以上の結果は、感染しないだけでなく、感染ささない工夫の重要性を意味するが、感染初期の動態を解析するには動物モデルが必須になる。しかし適したモデル動物は少なく、手軽なマウスは受容体になるACE2との相性の違いか利用されにくい。そのため、マウスの上皮にヒトACE2を発現させたマウス作成し、これを簡便な動物モデルとして使うことが行われている。このマウスを使って感染初期過程について調べた研究がやはり11月9日Natureにオンライン掲載された。

ヒトACE2を発現させたマウスを用いた感染実験など、新しくも珍しくもないが、鼻に感染させたあとの初期過程に絞っている点で学ぶことも多かった。

まず何よりもウイルス感染は、最初の量が重要であることを再確認した。ウイルス感染単位を千単位、一万単位、十万単位で鼻から感染させると、10万単位感染させたマウスは全例死亡するが、千単位では全く死亡しない。そして、1万単位ではちょうど半分が10日程度で死亡するが、あとは回復する。しかも感染2日目から、肺には多くのウイルスが侵入しており、上気道が一体化していることがわかる。ただ、この結果を人間にそのまま当てはめるのは難しいと思う。というのも、ACE2の発現量は人間の場合、鼻粘膜上皮と比べて肺の上皮は低いため、おそらく拡大の速度は異なる可能性がある。
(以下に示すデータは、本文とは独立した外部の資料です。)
PR #3180, opened 2026-06-26
fix(cli): skip tool calls with invalid arguments

Alix-007:
## Summary
- skip CLI-emitted tool calls when `function.arguments` is not valid JSON
- keep valid tool calls from the same response instead of dropping the whole batch
- add regression coverage for invalid and mixed valid/invalid CLI tool-call arguments

Without this check, malformed CLI tool-call arguments were parsed as an empty argument map, which could let an invalid tool call proceed with missing inputs.

## Test plan
- `go test ./pkg/providers/cli`

### DIFF
--- a/pkg/providers/cli/claude_cli_provider_test.go
+++ b/pkg/providers/cli/claude_cli_provider_test.go
@@ -789,6 +789,32 @@ func TestExtractToolCalls_InvalidJSON(t *testing.T) {
 	}
 }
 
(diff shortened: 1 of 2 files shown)


afjcjsbx:
Hi, thanks for the PR, 

it might be helpful to add a log when the call to the tool is skipped

yofabr (approved):

PR #3191, opened 2026-06-27
chore: remove duplicate build/ entry in .gitignore

chengzhichao-xydt:
## Description

Remove duplicate `build/` entry in `.gitignore`. The pattern appears on both line 4 and line 21.

## Type of Change
- [x] Chore (config cleanup)


afjcjsbx:
Hi, it seems that the PR also touches files not strictly related to the description.

PR #3200, opened 2026-07-01
feat(models): add configurable default fallback chain

lc6464:
## 📝 Description

Add a configurable default fallback chain for models in the web UI and persist it through the backend API.

This change introduces a dedicated default-chain workflow on the models page so users can set the default model, add fallback models, reorder the chain, and save the full draft in one write. Unsaved chain edits are rebased across model changes, model and chain writes are coordinated, and duplicate aliases are validated as a group before users can select them.

The backend now exposes default-chain read/write endpoints, validates alias and raw model references consistently, keeps default-chain references in sync when models are renamed or deleted, normalizes legacy references without changing their provider semantics, and treats fallback order changes as gateway-restart-sensitive configuration updates. Runtime fallback resolution preserves the exact model configuration and provider identity across duplicate aliases and model-list reordering, while keeping model switching, media routing, native search, and provider cleanup consistent with the active candidate chain.

## 🗣️ Type of Change
- [ ] 📖 Documentation update

## 🤖 AI Code Generation

## 📚 Technical Context
- **Reference URL:** N/A
- **Reasoning:** The default model fallback chain already existed in config, but it could only be managed through JSON. This change makes the chain manageable from the frontend while preserving unsaved user edits, enforcing the same alias/raw-reference rules across UI, API, and runtime, and keeping candidate provider identity stable. It also ensures fallback ordering affects gateway restart detection and keeps default-chain references aligned with model add/rename/delete flows.

## 🧪 Test Environment
- **OS:** Ubuntu Server 24
- **Model/Provider:** -
- **Channels:** -

## 📸 Evidence
<details>

image

</details>

## ☑️ Checklist


imguoguo (commented):
Verified against PR head `bb5eb226` in an isolated worktree: `go vet ./web/backend/api/` is clean and the 10 new/related backend tests pass.

## Overview

This adds UI + API for managing `agents.defaults.model_name` and `agents.defaults.model_fallbacks` as one "default chain":

- **Backend** — `GET`/`PUT /api/models/default-chain`; a shared validator (`validateDefaultChainModelSet` / `validateDefaultModelChain`) now backs both the new endpoint and the existing `POST /api/models/default`; rename/delete of a model syncs default-chain references; `Handler.configMu` serializes the four model write handlers; `computeModelStreamingSignatures` now encodes chain *position* so reordering triggers restart-required.
- **Frontend** — draft/baseline state on the models page with a sticky save/reset bar, a reorder dialog, and per-card "add to fallback chain".

The design is sound and consolidating the validator is a genuine improvement — the old `handleSetDefaultModel` had three separate loops over `ModelList`. Test coverage for the new backend paths is good (rename, delete, duplicate alias, unsupported provider, restart detection).

---

## Blocking issues

### 1. `POST /api/models/default` bypasses the new invariant and persists a state the new endpoint rejects

`handleUpdateDefaultChain` enforces *"default model cannot also appear in fallback_chain"*, but `handleSetDefaultModel` (`web/backend/api/models.go`) still only assigns `cfg.Agents.Defaults.ModelName` and never touches `ModelFallbacks`. That endpoint is still live and still used by three frontend callers — `hooks/use-chat-models.ts:65` (chat page model switcher), `add-model-sheet.tsx:409`, `edit-model-sheet.tsx:392`.

Confirmed by probe against this PR head:

```
POST /api/models/default {"model_name":"backup-a"}  -> 200
RESULT default="backup-a" fallbacks=["backup-a"]
PUT  /api/models/default-chain (that same state)    -> 400
     Validation error: default model "backup-a" cannot also appear in fallback_chain
```

Two consequences: at runtime the first fallback becomes a no-op retry of the model that just failed; and the models page is wedged at 400 until the user happens to open the dialog and remove the entry. The fix is one line — mirror the frontend's draft behaviour in `handleSetDefaultModel`:

```go
cfg.Agents.Defaults.ModelName = req.ModelName
cfg.Agents.Defaults.ModelFallbacks = removeModelName(cfg.Agents.Defaults.ModelFallbacks, req.ModelName)
```

### 2. Unsaved chain drafts are silently discarded by unrelated model actions

`fetchModels` unconditionally overwrites all four draft/baseline states from the server response (`models-page.tsx:82-85`), and it is wired to `EditModelSheet.onSaved`, `AddModelSheet.onSaved`, `DeleteModelDialog.onDeleted` and `CatalogDialog.onModelAdded` (lines 362, 369, 377, 383). So with the sticky "you have unsaved changes" bar on screen, editing an unrelated model's API key wipes the user's reordered chain with no warning.

Either skip the draft reset while `chainDirty`, or split the model refresh from the chain refresh so the two aren't coupled.

---

## Should fix before merge

### 3. `configMu` covers 4 of 13 config writers — false sense of safety

`router.go` adds `configMu sync.Mutex` and `models.go` takes it in add/update/delete/set-default. But `config.go` (x2), `tools.go` (x2), `pico.go` (x2), `oauth.go`, `wecom.go` and `weixin.go` all do the same unsynchronized `LoadConfig -> mutate -> SaveConfig` on the same file. A concurrent `PUT /api/config` still clobbers a model write exactly as before. Either hoist this to a handler-wide config write lock used by every writer, or add a comment stating the scope so the next reader doesn't assume config writes are serialized.

`handleGetDefaultChain` also reads without the lock — lower risk, but inconsistent with the write path it pairs with.

### 4. Model cards mix draft state and server state

`model-card.tsx` uses `isDraftDefault` for the set-default/fallback buttons (lines 60, 79, 197-223) but `model.is_default` for the badge (116, 129), the highlight (103), `canSetDefault` (47) and `deleteDisabled` (87). After drafting a new default, the *old* model keeps the "Default" badge and stays undeletable while the *new* draft default is deletable — and deleting it triggers issue #2 on top. Please pick one source of truth for the card, or render an explicit "pending" treatment for the draft default.

### 5. `summary_plural` never fires — wrong plural syntax for i18next v26

`package.json` pins `i18next: ^26.0.10` and `src/i18n/index.ts` does **not** set `compatibilityJSON: "v3"`, so JSON v4 plural resolution applies: the keys must be `summary_one` / `summary_other`. `summary_plural` is v3 syntax and is dead — English renders "gpt-4o with 3 fallback" for every count.

```jsonc
"summary_one":   "{{model}} with {{count}} fallback",
"summary_other": "{{model}} with {{count}} fallbacks",
```

Note the repo already has this bug in `models.fetch.found_plural` / `fill_plural` — worth a separate cleanup, but let's not add a third instance.

### 6. Only 2 of 5 locales updated

The repo maintains `en`, `zh`, `pt-br`, `bn-in` and `cs`, and all five already carry `models.action.setDefault`. This PR touches only `en.json` and `zh.json`, so three locales will show raw English for the whole `defaultChain` block.

---

## Nits

- **Brittle error classification** — `handleSetDefaultModel` picks 404 vs 400 via `strings.Contains(err.Error(), "not found in model_list")`. Now that validation is centralized, a sentinel (`var errModelNotFound = errors.New(...)` + `errors.Is`) is cheap and won't break when someone rewords the message.
- **Request type reuse** — `handleUpdateDefaultChain` decodes the body into `defaultChainResponse`. A distinct `defaultChainRequest` costs nothing and documents intent.
- **`validateDefaultChainModelSet(..., defaultContext bool)`** — a boolean that swaps six error strings. A small `chainRole` string type (`"default"` / `"fallback"`) reads better at the three call sites.
- **Dead i18n key** — `models.defaultChain.fallbackCount` is added to both locales but never referenced.
- **Leftover async scaffolding** — `handleSetDefault` is now purely local state, yet it is still `async` and still drives `settingDefaultIndex` through a bare `setTimeout(..., 150)` to flash a spinner for a request that no longer happens. Drop both, or make the pending state meaningful.
- **Gateway signature position is a flat global counter** — `computeModelStreamingSignatures` numbers positions across `defaults.primary -> defaults.fallbacks -> routing.light -> every agent's primary/fallbacks`. Reordering `agents.list` with no model change now flips `restart_required`. A scoped key (`"defaults.fb:1"`, `"agent2.fb:0"`) gives the same ordering sensitivity without the cross-scope coupling, and is more readable in a debug dump.
- **Rename sync stops at defaults** — `handleUpdateModel` rewrites `Defaults.ModelName`/`ModelFallbacks` but not `cfg.Agents.List[].Model.Primary`/`.Fallbacks`, which reference the same names (see `gateway.go:516-517`). Pre-existing, and arguably out of scope, but this PR's restart detection reads exactly those fields, so the asymmetry is now visible. Same for `handleDeleteModel`.
- **Duplicate aliases + rename** — this PR's own tests establish that two `ModelList` entries may share a `ModelName`. If one is renamed, `replaceModelName` repoints the default/fallback reference even though the *other* entry still legitimately provides the old alias. Guard with "only rewrite if no remaining entry carries `oldModelName`".

---

## Verdict

Solid feature with real test coverage. **#1 and #2 are user-visible correctness bugs and should be fixed before merge**; #3-#6 are small and worth folding into the same round.

imguoguo (commented):
Re-reviewed at `2a92268c`. Verified in an isolated worktree: `go vet` clean, `go test ./web/backend/api/` fully green (17.9s), and `tsc -b` reports nothing on the files this PR touches.

Thanks for the thorough follow-up — this round is solid.

## Status of the previous round

| # | Issue | Status |
|---|---|---|
| 1 | `POST /api/models/default` bypassed the invariant | Fixed — `removeModelName` added, plus `TestHandleSetDefaultModel_RemovesDefaultFromFallbackChain` |
| 2 | Unsaved drafts silently discarded | Fixed — `refreshModels` / `refreshAfterModelChange` split; dirty state now reconciles the draft instead of resetting it |
| 3 | `configMu` covered 4 of 13 writers | Scope documented rather than widened — acceptable (see nit below on the wording) |
| 4 | Cards mixed draft and server state | Fixed — `isDraftDefault` -> `isDefault` throughout; badge, highlight and delete guard all aligned, and the delete dialog now takes `isDefaultModel` |
| 5 | `summary_plural` wrong plural syntax | Fixed — `summary_one` / `summary_other` |
| 6 | Only 2 of 5 locales updated | Fixed — pt-br, bn-in and cs all filled in |

The nits landed too: dedicated `defaultChainRequest`, scoped signature keys (`defaults.fallback:1`, `agent:2.primary`), the duplicate-alias rename guard via `modelConfigsByNameExceptIndex`, the fake `setTimeout` spinner removed, and the dead `fallbackCount` key dropped. The test refactor (`writeModelChainConfig` / `assertDefaultChain` + six new alias edge cases) is a nice improvement on its own.

## One remaining instance of the same class of bug: `POST /api/models`

`handleAddModel` is the only one of the four model write handlers that does **not** call `normalizeDefaultChainReferences`, and it does not check alias uniqueness. So adding a model that reuses an existing alias on an ASR-only provider still drives the persisted default chain into a state the new validator rejects — the same shape as issue #1 from the last round.

Probed against this head:

```
POST /api/models {"model_name":"primary","provider":"elevenlabs","model":"scribe_v1"}
  -> 200 {"index":2,"status":"ok"}
STORED  default="primary" fallbacks=["backup-b"]
PUT  /api/models/default-chain {"default_model":"primary","fallback_chain":["backup-b"]}
  -> 400 Validation error: model "primary" cannot be used as the default chat model
GET  /api/models/default-chain
  -> 200 {"default_model":"primary","fallback_chain":["backup-b"]}   <- still advertised as valid
```

`add-model-sheet.tsx:185` does guard against duplicates client-side, but `catalog-dialog.tsx:135` calls `addModel({model_name: model.id, ...})` with no such check, and the API does not enforce it either. The fix is to match the other three handlers — one `normalizeDefaultChainReferences(cfg)` before `SaveConfig`.

## Worth a product decision

**An invalid default model now silently wipes the entire fallback chain.** `normalizeDefaultChainReferences` sets `ModelFallbacks = nil` whenever the default fails validation, and `reconcileDefaultChainDraft` mirrors that on the frontend. Editing your default model onto e.g. an ElevenLabs provider therefore discards the whole carefully ordered chain with no warning.

This is self-consistent with `validateDefaultModelChain`'s "default_model is required when fallback_chain is not empty" rule — but it is worth questioning that rule itself: why should losing the default also forfeit the fallback list? If the rule stays, the UI should at least say so explicitly rather than dropping the data silently.

## Nits

- **`handleAddModel` accepts duplicate aliases** — same root as above. `validateIncomingModelConfig` does not check `ModelName` uniqueness, and the only dedup lives in the add sheet. Duplicate aliases are a supported config shape (this PR's own tests rely on it), but the catalog bulk-add path deserves a server-side backstop.
- **Dead key** — `models.action.setDefaultDisabled.setting` went away with `settingDefault` but is still present in all five locale files.
- **Duplicated predicate** — `model-card.tsx:44-45`: `canSetDefault` and `canUseInFallback` are now character-for-character identical, and `!isDefault` is redundant in `canSetDefault` (when `isDefault`, that button is replaced by a static star via the ternary). Collapsing them into one `canUseInDefaultChain` would read better.
- **Misleading comment** — `router.go`: "Other config endpoints still coordinate their own load-modify-save cycles" reads as though the other endpoints have some coordination of their own; they have none. Suggest stating plainly that their load-modify-save cycles are not covered by this lock.
- **`strings.Contains(err.Error(), "not found in model_list")` (models.go:828)** — still there from the last round. Now that validation is centralized, a sentinel + `errors.Is` is cheap, and it won't silently degrade to 400 when someone rewords lines 321/323.
- **`refreshAfterModelChange`'s non-dirty branch duplicates `fetchModels`** almost line for line (~12 lines, differing only in `setLoading`). Worth a parameter or straight reuse.
- **Reordering `agents.list` still flips `restart_required`** — the scope key is `agent:<index>`, so positional sensitivity remains. Probably fine given agent order may carry meaning; noting it for the record.

## Verdict

Both blockers and all four secondary items from the last round are addressed, with tests to match. **One same-class hole remains in `handleAddModel` (a one-line fix)**, and the "invalid default wipes the whole chain" behaviour deserves an explicit product call. Everything else is optional cleanup. LGTM once the add path is covered.

lxowalle (commented):
## Review verdict: Request changes

  I found three user-visible correctness issues that should be addressed before merging.

  ### 1. Valid raw fallback references are silently removed

  The runtime supports fallback references such as `openrouter/fallback-model` even when they are not registered as a `model_name` in `model_list`. However, `normalizeDefaultChainReferences` now treats such
  references as invalid.

  Reproduction:

  1. Configure `model_fallbacks: ["openrouter/fallback-model"]`.
  2. Add an unrelated model through `POST /api/models`.
  3. The request succeeds, but the persisted fallback chain becomes `nil`.

  Add, update, delete, and set-default operations all invoke this normalization, so an unrelated model operation can destroy a valid existing fallback configuration. `PUT /api/models/default-chain` also rejects
  the same runtime-supported reference.

  The validator should follow the runtime resolution rules and preserve valid raw `provider/model` references.

  ### 2. Reordering raw fallbacks does not trigger restart-required

  `computeModelStreamingSignatures` only emits an entry when a reference matches `model_list`. Consequently, reordering two valid raw fallback references produces the same configuration signature, and
  `gateway_restart_required` remains false.

  Each scoped fallback reference should contribute to the signature even when no `model_list` entry matches it. Matched model configuration details can then be appended when available.

  ### 3. Dirty drafts retain a stale persisted baseline

  When `chainDirty` is true, `refreshAfterModelChange` refreshes only the model list and draft state. It does not reload the persisted chain or update the baseline.

  For example:

  1. The saved chain is default `A`, fallback `B`.
  2. Add `C` to the unsaved draft.
  3. Delete `B`; the backend persists default `A` with no `B`.
  4. Click Reset.

  The UI restores the deleted `B` from the stale baseline, hides the save bar, and incorrectly presents that state as saved. Renaming or changing the provider of a referenced model has the same problem.

  The persisted baseline should be refreshed after model writes while the unsaved draft is reconciled separately.

lxowalle:
## Blocking: `/switch model` drops primary-provider inheritance for fallbacks

The cold-start path now lets an uncredentialed fallback on the same protocol inherit the active primary provider. However, the provider map rebuilt by `SwitchModel` skips that inheritance step and calls `populateCandidateProvidersFromCandidates` directly:

https://github.com/sipeed/picoclaw/blob/5996e7718331d27c9091a6755cd93b7d46fa3faf/pkg/agent/agent_command.go#L330-L346

This makes fallback behavior depend on whether the user has switched models during the current process. For example, with two credentialed OpenAI primary aliases and an OpenAI fallback entry that relies on the primary credentials:

```yaml
agents:
  defaults:
    model_name: first
    model_fallbacks: [fallback]

model_list:
  - model_name: first
    provider: openai
    model: first
    api_key: sk-first
  - model_name: second
    provider: openai
    model: second
    api_key: sk-second
  - model_name: fallback
    provider: openai
    model: fallback
```

At startup, `fallback` correctly shares the active primary provider through `inheritPrimaryProviderForCandidates`. After `/switch model to second`, the rebuilt fallback provider instead fails initialization with:

```text
api_key or api_base is required for HTTP-based protocol "openai"
```

and is stored as an `unavailableLLMProvider`, so the fallback can no longer serve requests.

The switch path should mirror the initialization path by inheriting from `nextProvider` before populating the remaining candidates:

```go
inheritPrimaryProviderForCandidates(
    cfg,
    agent.Workspace,
    nextCandidates[0],
    nextCandidates[1:],
    nextProvider,
    nextCandidateProviders,
)
populateCandidateProvidersFromCandidates(
    cfg,
    agent.Workspace,
    nextCandidates[1:],
    nextCandidateProviders,
)
```

lxowalle (approved):

PR #3225, opened 2026-07-04
Support agent-specific runtime overrides

xdatafactor:
Summary:
- allow agents.list entries to define max_tokens, summarization thresholds, and split_on_marker
- apply those per-agent overrides when building AgentInstance
- remove an unused openai_compat import from current main so the touched agent package can compile

Tests:
- go test ./pkg/config
- go test -tags goolm,stdjson ./pkg/agent -run TestNewAgentInstance_UsesAgentOverrides (interrupted after hanging without output after compilation started)

### DIFF
--- a/pkg/agent/instance.go
+++ b/pkg/agent/instance.go
@@ -130,12 +130,17 @@ func NewAgentInstance(
 	sessions := initSessionStore(sessionsDir)
 
 	mcpDiscoveryActive := agentHasDiscoverableMCPServers(cfg, agentMCPServerAllowlist)
+	splitOnMarker := defaults.SplitOnMarker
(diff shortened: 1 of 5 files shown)


afjcjsbx:
Thanks for the PR! While this correctly saves the `summarize_message_threshold` and `summarize_token_percent` overrides on each `AgentInstance`, these values aren't actually being used for non-default agents in the default runtime.
The `legacyContextManager` still relies on `GetDefaultAgent()` to read the history/summary and evaluate if summarization is needed. As a result, a session routed to `support` will incorrectly fall back to using the store and thresholds of the `main` agent.

Also pls accept the CLA 🙏

PR #3226, opened 2026-07-05
fix(tools): stop write_file from coaching destructive overwrite (#3150)

### LINKED ISSUE #3150: [BUG]它给自己整失忆了
##  Environment & Tools
- **PicoClaw Version:** (e.g., v0.1.2 or commit hash)

## 📸 Steps to Reproduce
1. 我建议pico弄个文件夹放外部文件避免污染workspace，然后将data目录的使用规则写入memory
2. 然后pico直接完整覆盖了memory
3. 

Image

ACMYuechen:
## 📝 Description

picoclaw has no dedicated memory-write tool — the agent updates
`memory/MEMORY.md` by pointing the generic file tools at it. `write_file`
framed an existing file purely as "replace", and its overwrite guard even
coached the model toward it:

  `file: … already exists. Set overwrite=true to replace.`

It never mentioned the non-destructive `append_file` / `edit_file` tools, so
the model set `overwrite=true` and wiped earlier memories.

This PR rewords the three texts the model reads at that decision point — the
`write_file` description, the `overwrite` parameter description, and the
overwrite-guard error — to make clear `overwrite=true` replaces the **entire**
file and to steer toward `append_file` / `edit_file` for incremental,
non-destructive updates.

The steer is **conditional on availability**: `append_file` and `edit_file`
register independently — each behind its own enable flag and the per-agent
tool allowlist — so the copy names only the alternatives actually present. A
config that exposes only `write_file` is no longer directed at tools it lacks;
when neither is available the overwrite guard still blocks, just without naming
a tool. Guidance strings only; it applies to every file (not just MEMORY.md)
and leaves the existing overwrite guard in place as a backstop.

## 🗣️ Type of Change
- [ ] 📖 Documentation update

## 🤖 AI Code Generation

## 🔗 Related Issue

Fixes #3150

- **Reference URL:** —
- **Reasoning:** The root cause is at the tool layer, not the system/identity
  prompt. When `write_file` is blocked on an existing file, the guard error the
  model reads literally told it how to overwrite (`Set overwrite=true to
  replace`) and omitted the safe alternatives — so the model retried with
  `overwrite=true` and clobbered the file. Rewording the guard + descriptions
  corrects the model at the moment of the decision, for all files, with no
  functional/API change beyond the guidance strings.

  Because `append_file` / `edit_file` are gated by separate enable flags and
  the per-agent allowlist, the guidance is resolved from **actual** availability
  rather than hardcoded: the editors are registered before `write_file`, and
  availability is read via `registry.HasRegistered(...)`, which reflects both
  the enable flag and the allowlist. This keeps the copy correct for restrictive
  agents that expose only `write_file` (it no longer points them at missing
  tools). The overwrite guard (which blocks replacing an existing file unless
  `overwrite=true`) stays as a second layer.

  Covered by tool-level tests (conditional copy for none / one / both
  alternatives) and agent-wiring tests across the enable-flag and allowlist
  dimensions.

## 🧪 Test Environment
- **Hardware:** MacBook Pro (Mac17,2), Apple M5, 24 GB
- **OS:** macOS (Darwin 25.3.0, arm64)
- **Model/Provider:** DeepSeek
- **Channels:** -

## 📸 Evidence (Optional)
<details>

image
The overwrite guard successfully guides picoclaw to use append_file and edit_file.
</details>

## ☑️ Checklist

### DIFF
--- a/pkg/agent/instance.go
+++ b/pkg/agent/instance.go
@@ -103,8 +103,25 @@ func NewAgentInstance(
 			toolsRegistry.Register(tools.NewReadFileBytesTool(workspace, readRestrict, maxReadFileSize, allowReadPaths))
 		}
 	}
+	if cfg.Tools.IsToolEnabled("edit_file") {
+		toolsRegistry.Register(tools.NewEditFileTool(workspace, restrict, allowWritePaths))
+	}
+	if cfg.Tools.IsToolEnabled("append_file") {
+		toolsRegistry.Register(tools.NewAppendFileTool(workspace, restrict, allowWritePaths))
+	}
+	// Build write_file's copy from the registered editors so it steers the agent
+	// to edit_file/append_file only when those tools are actually available.
 	if cfg.Tools.IsToolEnabled("write_file") {
-		toolsRegistry.Register(tools.NewWriteFileTool(workspace, restrict, allowWritePaths))
+		writeTool := tools.NewWriteFileTool(workspace, restrict, allowWritePaths)
+		var altTools []string
+		if toolsRegistry.HasRegistered("append_file") {
+			altTools = append(altTools, "append_file")
+		}
+		if toolsRegistry.HasRegistered("edit_file") {
+			altTools = append(altTools, "edit_file")
+		}
+		writeTool.SetAlternativeTools(altTools)
+		toolsRegistry.Register(writeTool)
 	}
 	if cfg.Tools.IsToolEnabled("list_dir") {
 		toolsRegistry.Register(tools.NewListDirTool(workspace, readRestrict, allowReadPaths))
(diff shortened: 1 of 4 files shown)


afjcjsbx:
Hi, thanks for the PR, just a hint:

`write_file` now always recommends `append_file` and `edit_file`, but those tools are not guaranteed to be available in the same context.

In `pkg/tools/fs/filesystem.go,` the new description, the `overwrite` parameter text, and the guard error all point to `append_file`/`edit_file`. However, in `pkg/agent/instance.go`, the three tools are registered via separate flags.

Consequently, an agent/config that only exposes `write_file` will end up receiving instructions directing it to tools it doesn't actually have, turning the guardrail into a dead end precisely in the most restrictive setups.

I would suggest making the copy conditional based on the actual availability of the tools, or making `append_file` and `edit_file` mandatory dependencies of `write_file`.

ACMYuechen:
Thanks for the review and the clear explanation — that makes sense. I'll work on it and update the PR. 🙏

ACMYuechen:
Thanks for the review! I went with your first suggestion — the write_file copy (description, overwrite param, and the guard error) is now built from the tools actually registered, so it never points at append_file/edit_file when they aren't available. Added tests for the write_file-only case too.

@afjcjsbx  whenever you have a moment, could you take another look? Thanks!

afjcjsbx (approved):
LGTM!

この研究が面白いと思ったもう一つの理由は、鼻粘膜に感染した場合、ウイルスは速やかに脳へ移行する可能性を示した点だ。この実験系では、Cov2はもっぱら上皮細胞のみに感染し、嗅細胞には感染を認めない。それでも、感染後6日で他の臓器より先に脳でウイルスが認められることには驚く。重症例での検討が中心だが、Covid-19感染により脳は異常が見られることが知られている。脳への伝搬に神経細胞は関与しないのかも含めて、詳しい解析が必要だと思う。

神経細胞には感染しないことを利用して、感染による嗅覚障害のメカニズムについて調べ、神経支持上皮細胞が失われるだけで、十分嗅覚障害が出ることを確認している。人間では、嗅細胞への感染を示すデータもあるが、おそらく初期の症状として見られる嗅覚障害は、神経細胞への感染は伴わない様に感じた。

この研究からわかるのは、初期の気道へのウイルス感染量を一桁減らすことで大きな効果があることを示している。もちろん、話す時間を一桁減らすこと、あるいは口内洗浄を繰り返すことでこれは可能かもしれない。ただ、ラマやラクダのH単鎖抗体を用いると、安くて有効な感染防御が可能だと主張する論文が11月5日、Scienceにやはりオンライン掲載された。

このHPでもラマのH単鎖抗体については何度も紹介してきたが、この抗体の利点はバクテリアや酵母で活性の高い抗体を産生できるので、価格を安く抑えることができる点だ。以前、抗体を発現する酵母を家畜に食べさせて腸炎を抑えるという論文を紹介したが(https://aasj.jp/news/watch/9968)、この技術をウイルス感染に必要なSタンパク阻害抗体作成に利用する話だ。我が国も含め、Cov2を中和するH単鎖抗体の論文は多く報告されているが、この研究では、トライマーにすることで、極めて高い中和活性を達成するとともに、なんと生産コストが安いだけでなく、凍らせても、凍結乾燥しても、さらには熱を加えても安定で、エアロゾルスプレーとして使える抗体へと進化させている。是非、食事の前に鼻にスプレーする製品を早く完成させて欲しい。

以上、感染が拡大しているが、感染防御の手段の開発も加速していることを伝えたい。